Isolating cell-surface glycopeptides. Glycans are selectively oxidized, tagged with biocytin hydrazide, the glycoproteins are digested, the glycopeptides are affinity-purified, and finally the peptides are released for mass spectrometry analysis. Reprinted from Nature Biotechnology.

What defines a cell type? One way to distinguish cell types is by taking advantage of the unique markers found on their surfaces. Traditionally, antibodies have been used for this job. But for the majority of cell-surface proteins, suitable antibodies are not available and only a small number of antibodies can be applied in parallel.

Mass spectrometry–based proteomics technologies can pick up where antibodies fall short. With mass spectrometry, researchers can look at hundreds or thousands of proteins at once, even obtaining quantitative information. The technology is powerful, but often the bottleneck for researchers is in obtaining a clean biochemical preparation of the proteome of only the system of interest.

Bernd Wollscheid of the Institute of Molecular Systems Biology at the Swiss Federal Institute of Technology and Julian Watts of the Institute for Systems Biology in Seattle, together with their team, now describe a strategy to profile the cell-surface proteome. Previous efforts to analyze the cell-surface proteome have met severe challenges in isolating membrane protein fractions and in analyzing hydrophobic transmembrane domains by mass spectrometry. But Wollscheid's group had what he calls a “'sweet' inspiration.” “We thought about what's different about the cell surface, and there's definitely one thing that is special, which is that most proteins at the cell surface are glycosylated,” he says. If they could selectively capture the glycosylated peptides at the cell surface, they reasoned, then profiling via mass spectrometry would be relatively straightforward.

The cell-surface capturing (CSC) strategy they developed to isolate surface N-linked glycopeptides on intact, living cells involves first using a mild oxidation procedure to convert the cis-diol groups found on all glycans to an aldehyde and then labeling with biocytin hydrazide. The labeled peptides are digested and affinity purified, via the biotin moiety, on streptavidin beads. They then thoroughly wash the beads to remove any contaminants and ensure a clean glycopeptide fraction. The peptides are finally released from the beads using an enzyme that snips the glycan off the asparagine residue to which it is attached. In the process of cleavage, asparagine is converted to aspartic acid. This introduction of a mass shift serves two purposes: it can be detected by the mass spectrometer to confirm both the location of the glycosylation site and also that the formerly glycosylated peptide originated from the cell surface.

Wollscheid's group has used CSC to profile the cell-surface proteomes of several different cell lines as well as primary cells and tissues. They also have combined CSC with quantitative proteomics approaches. In one application, they looked at changes to the T-cell surface glycoproteome as a result of T-cell activation. In another interesting example, they followed how the surface proteome of mouse embryonic stem cells changed as they differentiated into neural progenitor cells. “The question for us is, is the cell different because it has different proteins exposed on the cell surface, or is the cell different because it has the same proteins but in different quantities?” says Wollscheid. “We now have a technology to follow this.” They are currently working on developing an absolute quantitative approach by using proteotypic (unique to a particular protein) peptides as standards, which should greatly increase the sensitivity of the method.

Though proteomics detractors may be tempted to call such experiments 'catalog science', “at the same time, there wasn't much knowledge about the proteins at the cell surface,” explains Wollscheid. “You could spend months and months in the library figuring this out [for a cell of interest] and would probably end up with only a limited amount of information.” Systems biology experiments require multiplexed, quantitative measurements of protein nodes in specific locations over time to reconstruct cellular networks; CSC makes these experiments possible for cell-surface proteins. The group is using their proteomic data to establish a cell-surface protein 'barcode' atlas, which they call Sisyphus.
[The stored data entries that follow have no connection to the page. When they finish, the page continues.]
PR #2465, opened 2021-02-03
Sticky nav 2 (JS version with backscroll behaviour)

nicl:
WIP - still to add test harness code.

### Before

(No sticky nav behaviour on scroll.)

### After

Kapture 2021-02-03 at 10 34 25

## Why?

Increase engagement through nav visibility. Idea is that backwards scroll shows intent to access nav and/or journey to another piece of content.

## Tech questions

*Update:* on the increased size of `window.guardian` I've measured this, and on a standard article (https://www.theguardian.com/world/2020/feb/10/irish-general-election-everything-you-need-to-know) we see:

    before: 46kb
    after: 67kb

which is quite a big difference. However, it doesn't change the lighthouse score (81 when I ran it locally for both).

The unique quantitative marker panels they are identifying for different cell types also show promise for the selection and development of new antibodies.
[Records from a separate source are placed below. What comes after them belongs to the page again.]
PR #2466, opened 2021-02-03
Ever so slightly darker special text

oliverlloyd:
## What does this change?
Makes some text very slightly darker. `specialReport[100]`  instead of `specialReport[300]` or `specialReport[200]`

### Before
Screenshot 2021-02-03 at 10 50 49

### After
Screenshot 2021-02-03 at 10 49 18

## Why?
Better contrast and parity


oliverlloyd:
[Darker Special Text](https://trello.com/c/n69pSe9n/2417-darker-special-text)

shtukas (approved):

buck06191:
Just looking at the screenshots above, do you think we can make the caption text slightly darker? The contrast there is almost definitely not accessible

oliverlloyd:
> Just looking at the screenshots above, do you think we can make the caption text slightly darker? The contrast there is almost definitely not accessible

Yeah, there's an open thread on this in the * rendering channel. I'd like to see us review special reports to add more contrast in general, esp. on in body links. I think you're right here  though, this should be darker

oliverlloyd:
> > Just looking at the screenshots above, do you think we can make the caption text slightly darker? The contrast there is almost definitely not accessible
> 
> Yeah, there's an open thread on this in the * rendering channel. I'd like to see us review special reports to add more contrast in general, esp. on in body links. I think you're right here though, this should be darker

I've  fixed this in https://github.com/guardian/dotcom-rendering/pull/2469. There was actually a small bug here so thanks for pointing this put!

Wollscheid is particularly interested in using the approach to define subtypes of cells of clinical interest, for example, brain cells and brain cancer cells, especially where molecular markers are lacking. But he also sees the approach as being very useful for addressing basic biological questions. “We now have a possibility to really look at cell-surface proteins simultaneously,” he says. “We can now ask how the cell-surface subproteome is changing upon various perturbations, such as drug treatment, and that's the next question we are about to address.”